Table of Contents

Enum MemorySamplingStrategy

Namespace
AiDotNet.ContinualLearning.Interfaces
Assembly
AiDotNet.dll

Memory sampling strategies for experience replay.

public enum MemorySamplingStrategy

Fields

Boundary = 6

Boundary-focused sampling selects examples near decision boundaries. Prioritizes hard-to-classify examples for better discrimination.

ClassBalanced = 3

Class-balanced sampling ensures equal representation of each class. Best for imbalanced datasets to prevent bias toward majority classes.

GradientBased = 7

Gradient-based sample selection.

Herding = 4

Herding-based selection picks examples closest to class means.

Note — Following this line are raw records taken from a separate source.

PR #12728, opened 2023-06-25
Feature: Support changing behavior of buttons with modifier keys

### LINKED ISSUE #12117: Feature: Change the behavior of toolbar and flyout buttons with modifier keys

The ability to change the behavior of toolbar and flyout buttons with modifier keys would allow for a greater variety of operations.
For example, In FIle Explorer the delete button acts as permanent deletion while pressing `Shift`, but it doesn't in Files.

### Requirements

Create a mechanism to change the behavior of toolbar and flyout buttons with modifier keys.

### Files Version

2.4.65.0

### Windows Version

Windows 11 22H2

### Comments

_No response_

hishitetsu:
**Resolved / Related Issues**
   Closes #12117 

**Validation**
   1. Holding down Shift and pressing the delete button on the toolbar or flyout will result in permanent deletion.
   2. Holding down Shift and pressing the paste button on the toolbar will paste items into selected folder. If no items are selected, it will act as normal pasting.


src/Files.App/Commands/Manager/CommandManager.cs
```diff
@@ -168,6 +174,14 @@ public CommandManager()
...
 				.ToImmutableDictionary(command => command.Code);
 
+			_ModifiableDeleteItem = new ModifiableCommand(commands[CommandCodes.DeleteItem], new() {
+				{ KeyModifiers.Shift,  commands[CommandCodes.DeleteItemPermanently] }
+			});
+
+			_ModifiablePasteItem = new ModifiableCommand(commands[CommandCodes.PasteItem], new() {
+				{ KeyModifiers.Shift,  commands[CommandCodes.PasteItemToSelection] }
+			});
+
```
QuaintMako, line 184: I am not a fan at all of instanciating those methods here. They should at least be done inside of a dedicated method, possibly called by the constructor. I'd go as far as create a smaller class contained by the Command Manager to store the modifiable commands? If we get more modifiables here, it's gonna be really crowded soon.

src/Files.App/Commands/Manager/CommandManager.cs
```diff
@@ -563,5 +577,112 @@ private void Action_PropertyChanged(object? sender, PropertyChangedEventArgs e)
 				}
 			}
 		}
+
+		[DebuggerDisplay("Command {Code} (Modifiable)")]
+		private class ModifiableCommand : ObservableObject, IRichCommand
```
QuaintMako, line 582: To move to a new file. The concept is too important to be shove under another class.

src/Files.App/Commands/Manager/CommandManager.cs
```diff
@@ -563,5 +577,112 @@ private void Action_PropertyChanged(object? sender, PropertyChangedEventArgs e)
...
+			}
+
+			public bool IsExecutable => BaseCommand.IsExecutable;
+
+			public ModifiableCommand(IRichCommand baseCommand, Dictionary<KeyModifiers, IRichCommand> modifiedCommands)
+			{
+				BaseCommand = baseCommand;
+				ModifiedCommands = modifiedCommands.ToImmutableDictionary();
+
+				if (baseCommand is ActionCommand actionCommand)
```
QuaintMako, line 626: Invert if to reduce nesting.

QuaintMako (commented):
Some feedback about the code. I cannot test it though. Some interesting feature that might be very powerful on the long run.

To be honest fully, there is a little something feeling wrong to me but I cannot pinpoint what... I'll be sure to come back to elaborate when I have IDE to review it properly.

src/Files.App/Commands/Manager/CommandManager.cs
hishitetsu: The instantiating of commands has been carved out into a separate method. Also, the management of ModifiableCommand itself has been carved out into a new class.

src/Files.App/Commands/Manager/CommandManager.cs
hishitetsu: Since this code also serves as a cast, I left it as is.

QuaintMako (approved):
I cannot test the code, yet with the suggested refactoring done, I trust the concept way more!

LGTM, I'll need someone else to test the code.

From iCaRL paper - provides exemplars that well represent the class distribution.

KCenter = 5

K-Center coreset selection maximizes coverage of the feature space. Picks examples that minimize maximum distance to any unselected point.

Random = 1

Random uniform sampling from the dataset. Simple but effective for homogeneous data.

Reservoir = 0

Reservoir sampling - uniform random selection. Each item has equal probability of being selected.

RingBuffer = 2

Ring buffer - FIFO replacement.

Remarks

For Beginners: When storing examples from previous tasks, the sampling strategy determines how examples are selected and maintained in memory.